**YOUR GOAL:** Search the records for "requests". Copy every line where it appears.

**MATERIAL SHOWN:**
PR #631, opened 2020-01-27
Html height

oded-soffrin:
This is a fix to an issue introduced 3 months ago, fixing one problem and creating another

this fix https://github.com/wix-incubator/rich-content/commit/8b7ac51f5118c90b116d1509f5609f0a4ac0cdba added width&height to html plugin in viewer - I think the goal was trying to fix left/right alignments

the problem is the height isn't updated in viewer (no pubsub) so i removed the height part, what do you think?

(most of the changes is storybook boiler plate, the only production change is on file `getPluginViewers.jsx`)
to see the fix run storybook and go to **TestCases** story
To see the problem copy the _content state_ and past in exampleApp Playground


packages/viewer/web/src/getPluginViewers.jsx
```diff
@@ -71,8 +71,10 @@ class PluginViewer extends PureComponent {
             containerProps.style = { width: componentData.config.width };
           }
           if (type === 'wix-draft-plugin-html') {
-            const { width: currentWidth, height: currentHeight } = componentData.config;
-            containerProps.style = { width: currentWidth, height: currentHeight };
+            // const { width: currentWidth, height: currentHeight } = componentData.config;
```
lxgreen:
```suggestion
```

packages/viewer/web/src/getPluginViewers.jsx
```diff
@@ -71,8 +71,10 @@ class PluginViewer extends PureComponent {
...
+            // containerProps.style = { width: currentWidth, height: currentHeight };
```
lxgreen:
```suggestion
```

PR #642, opened 2020-02-02
 block selection isn't removed when losing focus

barboaron:


packages/editor-common/web/src/Utils/draftUtils.js
```diff
@@ -1,5 +1,6 @@
 import { EditorState, Modifier, RichUtils, SelectionState, AtomicBlockUtils } from 'draft-js';
 import { cloneDeep, flatMap, findIndex, findLastIndex } from 'lodash';
+// import DraftOffsetKey from 'draft-js/lib/DraftOffsetKey';
```
shaulgo: delete comment

PR #647, opened 2020-02-04
block selection isn't removed when losing focus

shaulgo:


barboaron:
I opened a new PR : [editor] fix(*): fixCreateBlockChangeNativeSelection - fix 'block selection isn't removed when losing focus'

PR #648, opened 2020-02-04
Fix/video loader

talevy17:


packages/plugin-video/web/src/video-viewer.jsx
```diff
@@ -32,6 +32,9 @@ class VideoViewer extends Component {
           url.then(url => this.setState({ url: this.normalizeUrl(url) }));
         }
       }
+      if (nextProps.componentData.tempData !== this.props.componentData.tempData) {
+        this.onReactPlayerReady();
```
shaulgo: actually I don't see why this is needed at all. onReactPlayerReady will be called twice. Once for the local video and once when the remote video is loaded. It should work fine without this?

packages/plugin-video/web/src/video-viewer.jsx
```diff
@@ -32,6 +32,9 @@ class VideoViewer extends Component {
           url.then(url => this.setState({ url: this.normalizeUrl(url) }));
         }
       }
+      if (nextProps.componentData.tempData !== this.props.componentData.tempData) {
```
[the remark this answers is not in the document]
talevy17: since it should happen only once the video is loaded then that should be enough, I will change it

packages/plugin-video/web/src/video-viewer.jsx
talevy17: The thing is that the video can be ready to play before it's completely uploaded (which caused the issue to be raised in the first place)
I will optimise the execution though as it's not entirely necessary
perhaps using two flags will solve it (one for video ready to play, and one for video finished uploading to the remote server)

PR #651, opened 2020-02-05
[test-env] fix(examples/shared): gallery scrolling element

oded-soffrin:


e2e/tests/__snapshots__/plugins.e2e.js.snap
```diff
@@ -2647,26 +2647,24 @@ exports[`plugins > gallery > render gallery out of view #0`] =
...
           "enableScroll": true,
           "fixedColumns": 0,
-          "galleryLayout": 7,
+          "galleryLayout": 0,
+          "gallerySizePx": "300",
           "galleryThumbnailsAlignment": "none",
-          "galleryType": "Strips",
-          "groupSize": 1,
-          "groupTypes": "1",
+          "galleryType": "Columns",
```
shaulgo: I'm guessing you approve these changes?

examples/main/shared/editor/Editor.jsx
```diff
@@ -170,18 +191,10 @@ export default class Editor extends PureComponent {
           onChange={this.handleChange}
           helpers={this.helpers}
           plugins={Plugins.editorPlugins}
-          config={Plugins.config}
-          editorState={this.props.editorState}
-          initialState={this.props.initialState}
-          isMobile={this.props.isMobile}
-          textToolbarType={textToolbarType}
-          theme={theme}
+          config={Plugins.getConfig({ scrollingElement: scrollingElementFn })}
```
shaulgo: maybe add some way to know this is for the gallery? 
It could be galleryScrollingElment. Or GALLERY_TYPE: scrollingElement and then there's no need for a function. 
I wonder what you think? ;)

shaulgo: also, I think if it's a function it should stay with the `Fn`

oded-soffrin: agree with the GALLERY_TYPE
but can't change `scrollingElement` to `scrollingElementFn` (that will be a breaking change)

PR #654, opened 2020-02-06
Fix/context issues

lxgreen:
### :bug: Bug Fix
  - `viewer`
    - plugin settings retrieved correctly


packages/viewer/web/src/getPluginViewers.jsx
```diff
@@ -52,8 +52,8 @@ class PluginViewer extends PureComponent {
     } = this.props;
     const { component: Component, elementType } = pluginComponent;
     const { container } = pluginComponent.classNameStrategies || {};
-    const settings = (config && config[type]) || {};
     const { anchorTarget, relValue, config, theme } = context;
+    const settings = (config && config[type]) || {};
```
mharsat:
```suggestion
    const settings = config?.[type] || {};
```

PR #1708, opened 2016-10-10
Using Firefox instead of PhantomJS to run TooltipRobotTestCase on travis-ci

divdavem:
Using Firefox instead of PhantomJS to run TooltipRobotTestCase on travis-ci as TooltipRobotTestCase often fails on PhantomJS (for an unknown reason).


divdavem:

PR #1709, opened 2016-10-11
fix #1709 Fixed aria.utils.DomNavigationManager for IE 7, 8, 9

ymeine:
Because of various API or syntax incompatibilities.


src/aria/utils/DomNavigationManager.js
```diff
@@ -688,6 +688,9 @@ function ElementNavigationInterceptor(element, loop) {
             // --------------------------------------------------- destructuring
 
             var target = event.target;
+            if (target == null) {
+                target = event.srcElement;
+            }
```
divdavem: I would have written this more simply on one line:

```js
var target = event.target || event.srcElement
```

PR #1711, opened 2016-10-11
Slowing down BindableRobotTestCase to make it more reliable

divdavem:
Depending on how fast the robot implementation is, `test.aria.html.textarea.bind.BindableRobotTestCase` and `test.aria.html.textinput.bind.BindableRobotTestCase` could fail in case the keys are typed quicker than the delay we use to simulate the type event.
This PR adds some pause between each character so that the corresponding type events do not combine several letters together.
Especially, this commit fixes both tests with the robot-server on Safari.


divdavem:

PR #1712, opened 2016-10-11
Improving reliability of DataModelOnChangeRobotTestCase

divdavem:
This PR improves the reliability of `DataModelOnChangeRobotTestCase` by waiting for the focus and adding a pause after typing. This fixes the test on Safari with robot-server.

### DIFF
--- a/test/aria/html/select/onchange/DataModelOnChangeRobotTestCase.js
+++ b/test/aria/html/select/onchange/DataModelOnChangeRobotTestCase.js
@@ -36,14 +36,25 @@ Aria.classDefinition({
 
             this.assertEquals(selectWidget.selectedIndex, 0, "The selected Index should be %2 but was %1");
 
-            this.synEvent.execute([["click", selectWidget], ["type", null, "[down][down][enter]\t"]], {
-                fn : this.afterChange,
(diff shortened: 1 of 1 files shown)


test/aria/html/select/onchange/DataModelOnChangeRobotTestCase.js
```diff
@@ -36,14 +36,19 @@ Aria.classDefinition({
 
             this.assertEquals(selectWidget.selectedIndex, 0, "The selected Index should be %2 but was %1");
 
-            this.synEvent.execute([["click", selectWidget], ["type", null, "[down][down][enter]\t"]], {
+            this.synEvent.execute([
+                ["click", selectWidget],
+                ["waitFocus", selectWidget],
+                ["type", null, "[down][down][enter]\t"],
+                ["pause", 1000]
```
benouat: 1 second seems to be huge.... Can't we use something a little less longer ?

divdavem: @benouat Thank you for your comment. I have changed the code to use `waitFor` instead.

PR #1716, opened 2016-10-14
Fixing LinkDisabledTestCase on IE 8 (by making it a robot test)

divdavem:
Now that `@aria:Link` widgets really have the disabled attribute when they are disabled, it seems IE 8 raises an error when aria.utils.SynEvent tries to click on them. This commit fixes this issue by using the robot implementation of SynEvent (aria.jsunit.SynEvent) instead of aria.utils.SynEvent.


divdavem:

PR #1717, opened 2016-10-20
Using CORS instead of Flash by default for cross-domain requests

divdavem:
Now that CORS is largely implemented in browsers, this commit changes the default implementation of cross-domain requests to use CORS instead of the Flash-based implementation.

The Flash-based implementation can still be re-enabled by calling the `aria.core.IO.updateTransports` method in the following way:

```js
  aria.core.IO.updateTransports({
     'crossDomain' : 'aria.core.transport.XDR'
  });
```

Note that this change is NOT backward compatible. Applications relying on the Flash-based implementation of cross-domain requests should use the above lines of code or migrate to CORS.

### DIFF
--- a/src/aria/core/IO.js
+++ b/src/aria/core/IO.js
@@ -178,7 +178,7 @@ module.exports = Aria.classDefinition({
          * @type String class name and path.
          * @private
          */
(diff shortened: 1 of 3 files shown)


divdavem:

PR #1718, opened 2016-10-21
aria.utils.Bridge now uses aria.utils.FrameATLoader

divdavem:
aria.utils.Bridge now relies on aria.utils.FrameATLoader to load Aria Templates in the popup window instead of relying on its own implementation (which reduces duplication in the framework).

There is now a new `crossDomain` option in `aria.utils.FrameATLoader` to use document.write instead of loading `FrameATLoaderHTML.html`, which makes `FrameATLoader` work in case Aria Templates is loaded from a different origin (such as [cdn.ariatemplates.com](http://cdn.ariatemplates.com)).
However, when this option is set to `true`, changing the hash in the popup causes issues on Firefox 3 and 11, so it is `false` by default.

Calls to `document.write` to load a script, are now removed, as these calls can be blocked on Chrome in some cases, as documented in the following document:
https://developers.google.com/web/updates/2016/08/removing-document-write

This commit fixes `BridgeTestCase` on IE 9.
It also fixes the crash which occured when closing Aria Templates debug tools (due to an endless recursive call).


divdavem:

PR #1719, opened 2016-10-25
Skip updating manually hidden dialogs on viewport resize

divdavem:
If a dialog is manually hidden (by setting its `display` CSS property to `none` and by updating the corresponding `isOpen` boolean on the popup object), its size will no longer be updated on viewport resize.
This avoids setting the size of the popup to 0 (as offsetWidth and offsetHeight can return 0 for elements which are not visible on the screen).


divdavem:

PR #1720, opened 2016-10-25
Updating dependencies

divdavem:
This commit updates the dependencies of Aria Templates.

Before integrating it, we should:
- [x] wait for a new release of UglifyJS which includes the fix for https://github.com/mishoo/UglifyJS2/issues/1345
- [x] update the version of UglifyJS used in at-packager
- [x] make sure the screw_ie8 parameter defaults to false in at-packager (even if the default value changed in version 2.7.0 of UglifyJS, cf https://github.com/mishoo/UglifyJS2/commit/02c638209ee22816b1324ff0c0f47b27db1336af)
- [x] publish a new version of at-packager
- [x] update the version of at-packager in package.json


divdavem:

divdavem:
The travis build failure is caused by the following bug in version 1.7.4 of UglifyJS: https://github.com/mishoo/UglifyJS2/issues/1345

PR #1722, opened 2016-11-07
Removing the "tab" role

divdavem:
Blind users do not like the "tab" role because, just as the "application" role, it prevents them from using their navigation shortcuts. This commit simply removes the role attribute for tabs, and also adds the href attribute on the anchors so that tabs are recognized as links.


divdavem:

PR #1725, opened 2016-11-14
Removing role="button" and adding a tabindex on dropdown icons

divdavem:
This commit removes the `role="button"` attribute and adds a `tabindex` on the dropdown icon of the widgets which extend `DropDownTextInput` (`DatePicker`, `MultiSelect`...), so that those icons are not included in the list of buttons displayed by screen readers and become focusable by tab.


divdavem:

PR #777, opened 2022-05-05
Update oc_unwelder.lsl

Pingout:
Ref Issue #776

PR #804, opened 2022-06-14
make welder more stable when connecting to collars

tayaphidoux:
this change is based from conversation in open collar R&D about welder not staying connected or randomly dropping out, this fix should hopefully help keep connection, it works for my add-ons and the AO changes i have been working on and i have seen much less chatter about add-ons not being seen.

### DIFF
--- a/src/spares/oc_unwelder.lsl
+++ b/src/spares/oc_unwelder.lsl
@@ -150,7 +150,7 @@ default
             
     //        llSay(0, "Unwelder now in use");
             llSetText("In use by\n" + llKey2Name (llDetectedKey(0)), <1,0,0>,1);
-            llSetText("In use..", <1,0,0>,1);
+            //llSetText("In use..", <1,0,0>,1);
             g_iLMLastSent = llGetUnixTime();
             g_kUser=llDetectedKey(0);
             API_CHANNEL = ((integer)("0x" + llGetSubString((string)g_kUser, 0, 8))) + 0xf6eb - 0xd2;
--- a/src/spares/oc_unwelder.lsl
+++ b/src/spares/oc_unwelder.lsl
@@ -116,11 +116,28 @@ integer g_iLMLastSent;
 key g_kUser = NULL_KEY;
 integer g_iWelded=FALSE;
 integer g_iAddonLimitation = TRUE;
+integer softCounter = 0;
+
+softreset(){
+   if(softCounter < 3){
+      softcounter ++;
+      // assume unintentional disconnect and try to salvage.
+      g_kCollar = NULL_KEY;
+      API_CHANNEL = ((integer)("0x" + llGetSubString((string)g_kUser, 0, 8))) + 0xf6eb - 0xd2;
+      Link("online", 0, "", g_kUser);
+   }
+   else {
+      // if we have tried enough times do a hard reset because the item may no longer be present!
+      llResetScript();
+   }
+}
+
 default
 {
     state_entry(){
         llSetText("",ZERO_VECTOR,0);
         llSay(0, "Unwelder is now ready");
+        llSetTimerEvent(10);
     }
     touch_start(integer t){
         if(g_kUser != NULL_KEY){
@@ -140,7 +157,6 @@ default
             llListen(API_CHANNEL, "", "", "");
             Link("online", 0, "", g_kUser); // This is the signal to initiate communication between the addon and the collar
             llResetTime();
-            llSetTimerEvent(60);
             
         }
     }
@@ -149,7 +165,8 @@ default
     {
         if(llGetTime() >= 30.0 && g_kCollar==NULL_KEY && g_kUser!=NULL_KEY){
             llSay(0, "Connection timed out to collar.");
-            llResetScript();
+            softreset();
+            //llResetScript();
         }
         if (llGetUnixTime() >= (g_iLMLastSent + 30) && g_kCollar != NULL_KEY)
         {
@@ -160,7 +177,8 @@ default
         if (llGetUnixTime() > (g_iLMLastRecv + (5 * 60)) && g_kCollar != NULL_KEY)
         {
             g_kCollar = NULL_KEY;
-            llResetScript(); // perform our action on disconnect
+            softreset();
+            //llResetScript(); // perform our action on disconnect
         }
         
         if (g_kCollar == NULL_KEY) Link("online", 0, "", g_kUser);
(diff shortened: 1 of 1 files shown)


tayaphidoux:
discord "
[2022/06/13 15:28] ròan (silkie.sabra): we are still having problems with the unwelder not always connecting to AddOns too, sometimes there just is no popup to start the unweld process... first look at it decided it was people trying to unweld using peanut collars but that's not always the case and it appears to be random
[2022/06/13 15:30] Phidoux (taya.maruti): i would have to look and see what the initializer for the welder is, the addons drop off quite often, and might be a solution to droping their timer to 10s it uses llGetUnixTime() to validate the difference for larger, however we have it set to 60s and some of the checks and pings are less than that
[2022/06/13 15:31] Phidoux (taya.maruti): the addons also try to connect using the object key which changes if you relog
[2022/06/13 15:31] Phidoux (taya.maruti): in the case of connecting to the collar its the collars key
[2022/06/13 15:32] Phidoux (taya.maruti): secondly while llRegion say is possible once the addons are linked to the collar they only listen to the collar
[2022/06/13 15:32] Phidoux (taya.maruti): speak only to i mean
[2022/06/13 15:33] Phidoux (taya.maruti): so it could be a matter of one of your requirements not being able to be met except in the right condition
[2022/06/13 15:33] Phidoux (taya.maruti): i am having the same situation with the ao menu right now
[2022/06/13 15:33] Phidoux (taya.maruti): if the listen is bussy it drops the menu
[2022/06/13 15:34] ròan (silkie.sabra): unfortunately it's beyond me so at least in the discord your information will be saved
[2022/06/13 15:37] Andur Faulds: does the collar buffer the incoming speech? it might come down to how many voices are yelling at once, in what order, and the collar can only listen and process so many. Increase the buffer size or sequence the order of possible calls to a synchronized rhythm
[2022/06/13 15:39] Phidoux (taya.maruti): that is a nother possible solution make the checks longer before it kicks the addons to cut down on chatter, that would have to be changed both in the collar side and addon template
[2022/06/13 15:39] Phidoux (taya.maruti): and you would risk having issues with addons taking to long to refresh if you modified them or detached them
[2022/06/13 15:41] Phidoux (taya.maruti): i have been trying to get the addons to announce when they disappear but lsl is not very good at that one even though it has functions which kinda work for that.
[2022/06/13 15:42] Phidoux (taya.maruti): state_exit() and attached(key id){ id != llGetOwner()} are the two situations i know of and change link might work to
[2022/06/13 15:42] Phidoux (taya.maruti): however change link would shout any time you unsit from an object
[2022/06/13 15:43] ròan (silkie.sabra): the AddOns are way too verbose in any case
[2022/06/13 15:44] ròan (silkie.sabra): most people are just confused by announcements that something has been dropped because it hasn't been seen etc or trying and failing to connect etc
[2022/06/13 15:44] ròan (silkie.sabra): it's like debug messages were left in there
[2022/06/13 15:44] Phidoux (taya.maruti): yes i noticed the changes for that reason
[2022/06/13 15:45] Phidoux (taya.maruti): i have been trying to find a way to solve it by fixing the connection timers and exit calls because not only do you get that message but when it happens all of your addons are nonfunctional till they reload
[2022/06/13 15:45] Phidoux (taya.maruti): its supposed to only kick the offending item but it kicks them all
[2022/06/13 15:51] Andur Faulds: *you all offend me! get out!* Lol, i can understand that...
[2022/06/13 15:53] ròan (silkie.sabra): in addition, we need a better way to assign issues like this and make sure they get tested and reviewed in some orderly way, we're working on that too
[2022/06/13 15:55] Phidoux (taya.maruti): an example of what i am talking about  if(llGetTime() >= 30.0 && g_kCollar==NULL_KEY && g_kUser!=NULL_KEY){
            llSay(0, "Connection timed out to collar.");
            llResetScript();
        }
[2022/06/13 15:55] Phidoux (taya.maruti): by the time that is pinged it will aways be > 30
[2022/06/13 15:55] Phidoux (taya.maruti): with the llSetEventTimer(60)
[2022/06/13 15:56] Phidoux (taya.maruti): makes the time check portion useless
[2022/06/13 15:56] ròan (silkie.sabra): so the thing to do would be first file an issue, describe the problem, then offer a fix in a pr, then someone has to make sure it gets tested and reviewed so it can be merged.  That "someone" i think is what they would call a point guard in basketball
[2022/06/13 15:57] ròan (silkie.sabra): and that's what we're missing
[2022/06/13 15:57] ròan (silkie.sabra): in terms of getting things moved forward in a timely way
[2022/06/13 15:59] Phidoux (taya.maruti): in the case of the welder move the timer to state_entry if there is no calls ending it
[2022/06/13 16:00] Phidoux (taya.maruti): keep the llResetTime() function  and llGetTime() portion won't be entirely usless
[2022/06/13 16:01] Phidoux (taya.maruti): approved should update g_iLMLastRecv
[2022/06/13 16:01] Phidoux (taya.maruti): that will help with a little with keeping the ping alive
[2022/06/13 16:05] Phidoux (taya.maruti): from the looks of it and maybe a softreset instead of llResetScript(); with the welder retrying to connect if it times out, can also use a counter if it fails 3 times to reconnect disconnect
[2022/06/13 16:06] Phidoux (taya.maruti): in the event that it gets thrown off by a bad addon
[2022/06/13 16:06] Phidoux (taya.maruti): by safe reset i mean you reinitialize the connection without changing the settings
[2022/06/13 16:07] Phidoux (taya.maruti): softreset *
[2022/06/13 16:07] Phidoux (taya.maruti): i have used this method and it hs reduced the reset calls
[2022/06/13 19:21] Phidoux (taya.maruti): i proposed the changes i suggested for the welder you can review them and test them at your discretion.
[2022/06/13 19:23] ròan (silkie.sabra): thank you PHidoux"

Pingout:
It's a little confusing between this PR and PR#805. I originally reviewed *this* script but put my comments in the PR #805 
PR #805 is the Unwelder HUD, where as this is the Unwelder Device Script
That being said, we do have a slight problem in this script which was previously addressed in PR #777 
In a crowded location, like the OC Headquarters, it's not enough to know the Unwelder is "in use", we need to know who is currently using it. Line 152-153 section uses a llSetText command to indicate who is using the device. The script appears to use the llSetText twice in a row, and I suspect the second command overrides the first.
   Line 152           llSetText("In use by\n" + llKey2Name (llDetectedKey(0)), <1,0,0>,1);
   Line 153           llSetText("In use..", <1,0,0>,1);
We should comment out the second line.

tayaphidoux:
@Pingout  that should over that now the first llSet text will not be over written by the second.

Pingout:
This is awesome Taya, thank you.
@SilkieSabra you can go ahead and merge this PR

SilkieSabra:
@PIngout where's the approval check in the review?

Pingout (approved):

PR #807, opened 2022-06-15
a better merger of addon and ao

tayaphidoux:
i have done some extensive work merging the add-on code with the ao and reducing the chance of a stack heap collision as well as speeding up menus,
1) i have split the original script into two the menu system and the animator
2) i have merged the addon code replacing the old code that as intended for connection.
3) i have made it possible for some of the commands to be called from comandline /1prefixAO command
3.A) commands are as follows lock,unlock,load,on,off and menu though the last one is not needed.
4) pull request for the new script https://github.com/OpenCollarTeam/OpenCollar/pull/808

known bug:
the menu occasionally drops out while in use if the collar sends a message as you click the buttons.
standing up form an item may prevent your stand/walk animations from updating, this bug happens with the other version as well.

### DIFF
--- a/src/ao/oc_ao.lsl
+++ b/src/ao/oc_ao.lsl
@@ -257,7 +257,7 @@ ToggleSitAnywhere() {
         if (g_iSitAnywhereOn) {
             llMessageLinked(LINK_THIS,AO_SETOVERRIDE,"switchstand",llGetOwner());
         } else {
-            llMessageLinked(LINK_THIS,AO_SETOVERRIDE,"set_Standing="+g_sSitAnywhereAnim,llGetOwner());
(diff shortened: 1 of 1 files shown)


Pingout:
I'm getting an error on testing, when i click the sit icon i see an error: [20:02] Could not find animation 'oc'

tayaphidoux:
@pingout i will look into it

Pingout:
> 

Hi Taya, yes all of the default animations in the current AO use an underscore character in the name

tayaphidoux:
@Pingout  then you may notice i changed the scripts to fix that very issue the problem was i wasuing _ to separate some of the calls between the two so i changed it to : which should be far less common

Pingout:
Extensively tested by Ping and Omnia, and Taya helped us fix a little bug, thanks!
@SilkieSabra this is ready to merge

Pingout (approved):
The improvements to this AO are all working great.

PR #812, opened 2022-06-24
make ao respond to an off signal from oc_anim

tayaphidoux:
restore the animation scripts ability to enabled/disable the ao.


Pingout (approved):
this checks out very well inworld

PR #814, opened 2022-07-11
Fixing Lock Guard Compatability

tayaphidoux:
we had the order of lock guard commands wrong target comes before command
this issue was discovered while discussing in R&D with Toy(toy.wylie) and Kiha Aridian trying to solve Kiha's issue.
https://wiki.secondlife.com/wiki/LSL_Protocol/LockGuard


tayaphidoux:
nope i am wrong my bad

**OUTPUT FOR THIS EXERCISE:**
Using CORS instead of Flash by default for cross-domain requests
Now that CORS is largely implemented in browsers, this commit changes the default implementation of cross-domain requests to use CORS instead of the Flash-based implementation.
Note that this change is NOT backward compatible. Applications relying on the Flash-based implementation of cross-domain requests should use the above lines of code or migrate to CORS.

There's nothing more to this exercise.